# RS2000 - A blast from the past from Deeper Detail



## Deeper Detail (Oct 31, 2010)

After doing Matt's Focus RS, I was poised to get my rotary on this fine example of a Classic escort RS2000, which in all honesty is the best example that I have seen in the flesh, all fully restored.....

The job at hand was to remove the buffer trails that were present, so just a finesse, so to speak, but it got a little more involved than that, taking it into a second day.....

On with some car porn.....










And the imperfections in the form of the buffer trails..... For now.....




























A little more to deal with here....










On with the process using extra fine plus on a yellow 3m.....

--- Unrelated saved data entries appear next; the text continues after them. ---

PR #311, opened 2024-10-07
Additional ASG permissions for autoscaling_instance

tremble:
Needed for ~https://github.com/ansible-collections/amazon.aws/pull/2296~ https://github.com/ansible-collections/amazon.aws/issues/2362

### DIFF
--- a/aws/policy/compute.yaml
+++ b/aws/policy/compute.yaml
@@ -131,7 +131,7 @@ Statement:
     Action:
       - autoscaling:EnableMetricsCollection
       - ec2:CreateVolume
-      - elasticloadbalancing:CreateLoadBalancer
+      - elasticloadbalancing:CreateLoadBalancer*
       - elasticloadbalancing:CreateRule
     Resource:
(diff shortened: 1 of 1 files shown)


aws/policy/compute.yaml
gravesm, line 1: Looks like this also needs at least `autoscaling:ResumeProcesses` and `autoscaling:SuspendProcesses`. Still failing with these, but not for permission reasons.

alinabuzachis, line 1: It seems there's an issue with the length. I'll probably suggest we do something:

```
- elasticloadbalancing:CreateLoadBalancerListeners
- elasticloadbalancing:CreateLoadBalancerPolicy
```
to

```
- elasticloadbalancing:CreateLoadBalancer*
```

We could also do something similar for:

```
- elasticloadbalancing:SetLoadBalancerPoliciesForBackendServer
 - elasticloadbalancing:SetLoadBalancerPoliciesOfListener
```

to 

```
 - elasticloadbalancing:SetLoadBalancerPolicies*
```

GomathiselviS (approved):

PR #330, opened 2026-02-12
Add Service Discovery permissions and terminator for ecs_service

jonpspri:
## Summary
- Expand `servicediscovery` IAM permissions to support all namespace types (HTTP, Public DNS, Private DNS) along with `GetNamespace`, `ListServices`, and `TagResource`
- Add ELB service-linked role creation permission to the paas policy
- `ServiceDiscoveryNamespace` terminator to clean up all namespace types, including deleting child services before namespace removal

## Context
These changes support the `ecs_service` and `cloudmap` integration tests in community.aws:
- https://github.com/ansible-collections/community.aws/pull/2408
- https://github.com/ansible-collections/community.aws/pull/2411

## Test plan
- [x] Verify terminator discovers and cleans up all namespace types (HTTP, DNS_PUBLIC, DNS_PRIVATE) in the test account
- [x] Verify child services are deleted before namespace removal
- [X] Verify IAM policies deploy without errors


aws/terminator/paas.py
```diff
@@ -248,15 +248,6 @@ def _paginate_task_results(container_instance=None):
 
             return [] if not names else names
 
-        def _paginate_task_definition_results():
```
alinabuzachis, line 251: I don’t believe this should be removed, as there is a dependency hierarchy when ECS resources are cleaned up.

aws/policy/paas-ecs.yaml
```diff
@@ -0,0 +1,38 @@
+Version: '2012-10-17'
```
alinabuzachis: I don’t believe this split would resolve the issue. If I’m not mistaken, the main constraint is the Lambda package size limit/policy size limit, which is why each file has its current size. Splitting the files wouldn’t address that limit. When we approach the limit, we typically refactor instead.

Trails and a few scratches....



















a little work....




























Same hazing on the boot.....










After










Then we got down to the sides, which was a different matter......




























After....




























I got snap happy then for a bit.....
































































Then i got on with the drivers side......









































































A few afters...... Time was getting on....




























Cleaned down and ready for the wax.... Dodo juice tyromania on the tires for that classic look and auto finesse revive on the trim...... Rear spoiler needing more attention though......










And loads of random shots of the job complete.....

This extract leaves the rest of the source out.